╭──

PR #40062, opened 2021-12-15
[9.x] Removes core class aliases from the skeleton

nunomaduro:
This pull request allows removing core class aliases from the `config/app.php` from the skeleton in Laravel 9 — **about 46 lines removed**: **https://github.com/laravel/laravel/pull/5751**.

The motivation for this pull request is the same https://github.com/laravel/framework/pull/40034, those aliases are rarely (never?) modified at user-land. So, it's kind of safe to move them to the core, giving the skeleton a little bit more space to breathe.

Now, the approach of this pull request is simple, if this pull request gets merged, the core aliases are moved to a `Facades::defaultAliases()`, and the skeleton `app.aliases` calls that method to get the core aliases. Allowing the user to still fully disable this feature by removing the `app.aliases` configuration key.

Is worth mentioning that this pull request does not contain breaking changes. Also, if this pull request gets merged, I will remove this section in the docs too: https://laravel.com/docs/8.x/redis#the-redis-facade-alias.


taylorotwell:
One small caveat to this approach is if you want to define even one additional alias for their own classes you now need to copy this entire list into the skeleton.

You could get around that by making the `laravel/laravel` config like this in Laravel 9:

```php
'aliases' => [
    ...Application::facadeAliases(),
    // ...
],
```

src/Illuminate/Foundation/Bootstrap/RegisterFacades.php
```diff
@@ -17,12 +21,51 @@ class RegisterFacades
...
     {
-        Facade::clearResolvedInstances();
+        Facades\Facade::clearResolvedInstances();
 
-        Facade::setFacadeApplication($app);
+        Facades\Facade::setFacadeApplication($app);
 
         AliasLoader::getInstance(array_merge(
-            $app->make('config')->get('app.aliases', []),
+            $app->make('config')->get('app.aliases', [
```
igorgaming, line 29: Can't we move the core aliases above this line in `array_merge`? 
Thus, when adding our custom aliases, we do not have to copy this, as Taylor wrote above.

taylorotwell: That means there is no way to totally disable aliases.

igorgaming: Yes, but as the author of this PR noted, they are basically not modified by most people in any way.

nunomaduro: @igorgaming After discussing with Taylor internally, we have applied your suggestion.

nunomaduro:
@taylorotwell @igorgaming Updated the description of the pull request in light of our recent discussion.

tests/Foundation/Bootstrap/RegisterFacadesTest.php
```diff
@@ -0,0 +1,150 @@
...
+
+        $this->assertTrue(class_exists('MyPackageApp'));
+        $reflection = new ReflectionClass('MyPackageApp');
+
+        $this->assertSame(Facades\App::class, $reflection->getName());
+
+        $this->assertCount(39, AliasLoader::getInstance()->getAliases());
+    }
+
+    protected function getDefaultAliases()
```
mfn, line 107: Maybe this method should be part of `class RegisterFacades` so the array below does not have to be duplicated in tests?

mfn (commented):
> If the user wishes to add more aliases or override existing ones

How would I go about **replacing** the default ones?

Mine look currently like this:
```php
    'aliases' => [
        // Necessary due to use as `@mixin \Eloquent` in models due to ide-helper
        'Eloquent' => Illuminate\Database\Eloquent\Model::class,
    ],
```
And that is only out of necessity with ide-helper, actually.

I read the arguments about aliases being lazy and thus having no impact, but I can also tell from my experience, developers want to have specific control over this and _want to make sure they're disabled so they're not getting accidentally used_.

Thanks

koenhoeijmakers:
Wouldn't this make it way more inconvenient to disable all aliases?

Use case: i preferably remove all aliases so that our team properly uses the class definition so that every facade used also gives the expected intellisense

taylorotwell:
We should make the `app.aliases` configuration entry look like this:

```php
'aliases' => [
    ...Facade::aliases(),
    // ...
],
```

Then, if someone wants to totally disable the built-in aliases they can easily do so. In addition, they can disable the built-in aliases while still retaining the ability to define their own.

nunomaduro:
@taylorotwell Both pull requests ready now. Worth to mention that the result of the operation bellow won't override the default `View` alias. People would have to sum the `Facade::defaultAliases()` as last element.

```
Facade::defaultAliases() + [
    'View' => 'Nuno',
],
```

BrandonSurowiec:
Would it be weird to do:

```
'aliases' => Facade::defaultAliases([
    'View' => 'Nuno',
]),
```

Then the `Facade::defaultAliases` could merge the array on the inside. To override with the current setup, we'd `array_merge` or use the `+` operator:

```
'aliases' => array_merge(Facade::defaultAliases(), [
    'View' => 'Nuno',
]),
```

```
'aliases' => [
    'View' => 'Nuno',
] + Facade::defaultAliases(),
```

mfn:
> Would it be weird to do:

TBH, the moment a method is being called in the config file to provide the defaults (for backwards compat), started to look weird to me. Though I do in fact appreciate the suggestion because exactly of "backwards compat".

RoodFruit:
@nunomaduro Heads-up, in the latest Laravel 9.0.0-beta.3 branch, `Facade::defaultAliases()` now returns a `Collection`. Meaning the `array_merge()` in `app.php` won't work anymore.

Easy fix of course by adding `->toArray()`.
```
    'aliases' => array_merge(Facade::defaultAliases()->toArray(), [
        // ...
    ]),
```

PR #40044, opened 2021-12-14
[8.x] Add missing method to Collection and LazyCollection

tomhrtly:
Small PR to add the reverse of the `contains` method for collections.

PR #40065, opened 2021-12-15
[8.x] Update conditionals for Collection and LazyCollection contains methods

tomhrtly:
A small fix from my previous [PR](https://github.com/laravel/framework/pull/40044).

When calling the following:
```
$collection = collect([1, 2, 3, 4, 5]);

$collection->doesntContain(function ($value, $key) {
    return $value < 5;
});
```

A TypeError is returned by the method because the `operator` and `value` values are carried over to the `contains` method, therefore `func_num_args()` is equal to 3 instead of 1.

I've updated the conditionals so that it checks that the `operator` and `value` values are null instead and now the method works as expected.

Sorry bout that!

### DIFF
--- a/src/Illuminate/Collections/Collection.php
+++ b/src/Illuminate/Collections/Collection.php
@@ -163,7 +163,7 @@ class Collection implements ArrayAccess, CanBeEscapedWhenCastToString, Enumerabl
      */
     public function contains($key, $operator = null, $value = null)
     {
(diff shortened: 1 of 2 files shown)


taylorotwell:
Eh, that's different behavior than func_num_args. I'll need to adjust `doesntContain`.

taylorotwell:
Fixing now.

╰──
╭──

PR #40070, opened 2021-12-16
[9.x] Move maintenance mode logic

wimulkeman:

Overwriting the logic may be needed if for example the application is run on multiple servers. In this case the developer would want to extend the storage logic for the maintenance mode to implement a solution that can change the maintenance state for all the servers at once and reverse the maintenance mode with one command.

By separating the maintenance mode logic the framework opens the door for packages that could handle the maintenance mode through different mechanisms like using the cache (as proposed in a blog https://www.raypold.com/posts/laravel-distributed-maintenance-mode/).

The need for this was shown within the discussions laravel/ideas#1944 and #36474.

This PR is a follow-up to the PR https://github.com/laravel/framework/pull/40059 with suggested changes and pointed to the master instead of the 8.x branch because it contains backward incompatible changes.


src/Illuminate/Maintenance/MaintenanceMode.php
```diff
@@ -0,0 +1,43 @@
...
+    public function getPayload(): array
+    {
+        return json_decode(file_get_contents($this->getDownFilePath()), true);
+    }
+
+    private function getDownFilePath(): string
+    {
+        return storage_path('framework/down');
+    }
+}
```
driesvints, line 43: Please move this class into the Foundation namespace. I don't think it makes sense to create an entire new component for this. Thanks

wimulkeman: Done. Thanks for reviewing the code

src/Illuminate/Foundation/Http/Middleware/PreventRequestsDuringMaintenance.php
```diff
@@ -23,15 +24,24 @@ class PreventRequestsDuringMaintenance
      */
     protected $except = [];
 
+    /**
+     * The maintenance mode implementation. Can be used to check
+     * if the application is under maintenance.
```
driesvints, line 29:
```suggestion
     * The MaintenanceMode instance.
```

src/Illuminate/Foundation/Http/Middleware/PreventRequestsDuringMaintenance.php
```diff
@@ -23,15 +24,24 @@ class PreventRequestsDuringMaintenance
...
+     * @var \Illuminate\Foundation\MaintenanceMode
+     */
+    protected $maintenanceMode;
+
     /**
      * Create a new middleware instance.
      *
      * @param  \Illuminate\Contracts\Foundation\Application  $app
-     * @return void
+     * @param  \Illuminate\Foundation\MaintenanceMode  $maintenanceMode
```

╰──

### Exercise
Reproduce exactly the lines of the records above from the one with "PR #40062, opened 2021-12-15" to the one with "One small caveat", both included, and leave out everything else.

### Exercise result
PR #40062, opened 2021-12-15
[9.x] Removes core class aliases from the skeleton

nunomaduro:
This pull request allows removing core class aliases from the `config/app.php` from the skeleton in Laravel 9 — **about 46 lines removed**: **https://github.com/laravel/laravel/pull/5751**.

The motivation for this pull request is the same https://github.com/laravel/framework/pull/40034, those aliases are rarely (never?) modified at user-land. So, it's kind of safe to move them to the core, giving the skeleton a little bit more space to breathe.

Now, the approach of this pull request is simple, if this pull request gets merged, the core aliases are moved to a `Facades::defaultAliases()`, and the skeleton `app.aliases` calls that method to get the core aliases. Allowing the user to still fully disable this feature by removing the `app.aliases` configuration key.

Is worth mentioning that this pull request does not contain breaking changes. Also, if this pull request gets merged, I will remove this section in the docs too: https://laravel.com/docs/8.x/redis#the-redis-facade-alias.


taylorotwell:
One small caveat to this approach is if you want to define even one additional alias for their own classes you now need to copy this entire list into the skeleton.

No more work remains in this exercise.